## WHAT TO PRODUCE
Verbatim output of the full listing is required.

## GIVEN DATA

PR #195, opened 2026-08-17
fix(`ci`): unbreak & unify

pgj:
This pull request features two changes to the CI integration:

- _Set Java home explicitly for SBT._  There may be configurations where `mise` fails to properly override the Java version in use for `sbt`, which can lead to problems with the build.  A notable example of that is the `ubuntu-latest` GitHub Actions runner where Java 25 is available, while `mise` wants to use Java 21 and `sbt` somehow still falls back to the former.  This way the build may be unbroken.

- _Revamp and unify workflows._ The `jdx/mise-action` GitHub Action does not require to call `mise exec` on every step, but with the `env` and `export_path` settings, it can just propagate the necessary environment variables.  In addition to that, rename the workflows to omit the references to the major version number, as they could be re-used for testing the code and producing artifacts for the 4.x line of releases too.  Also, remove the single testing step from the release workflow as we could assume that extensive testing has happened before, on merging changes for the `main` branch.

### DIFF
--- a/.github/workflows/build.yaml
+++ b/.github/workflows/build.yaml
@@ -1,4 +1,4 @@
-name: Build 3.x
+name: Build & Test
 
 on:
   pull_request:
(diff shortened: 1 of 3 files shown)


poor-a (approved):
LGTM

## ANSWER BOX
PR #195, opened 2026-08-17
fix(`ci`): unbreak & unify

pgj:
This pull request features two changes to the CI integration:

- _Set Java home explicitly for SBT._  There may be configurations where `mise` fails to properly override the Java version in use for `sbt`, which can lead to problems with the build.  A notable example of that is the `ubuntu-latest` GitHub Actions runner where Java 25 is available, while `mise` wants to use Java 21 and `sbt` somehow still falls back to the former.  This way the build may be unbroken.

- _Revamp and unify workflows._ The `jdx/mise-action` GitHub Action does not require to call `mise exec` on every step, but with the `env` and `export_path` settings, it can just propagate the necessary environment variables.  In addition to that, rename the workflows to omit the references to the major version number, as they could be re-used for testing the code and producing artifacts for the 4.x line of releases too.  Also, remove the single testing step from the release workflow as we could assume that extensive testing has happened before, on merging changes for the `main` branch.

### DIFF
--- a/.github/workflows/build.yaml
+++ b/.github/workflows/build.yaml
@@ -1,4 +1,4 @@
-name: Build 3.x
+name: Build & Test
 
 on:
   pull_request:
(diff shortened: 1 of 3 files shown)


poor-a (approved):
LGTM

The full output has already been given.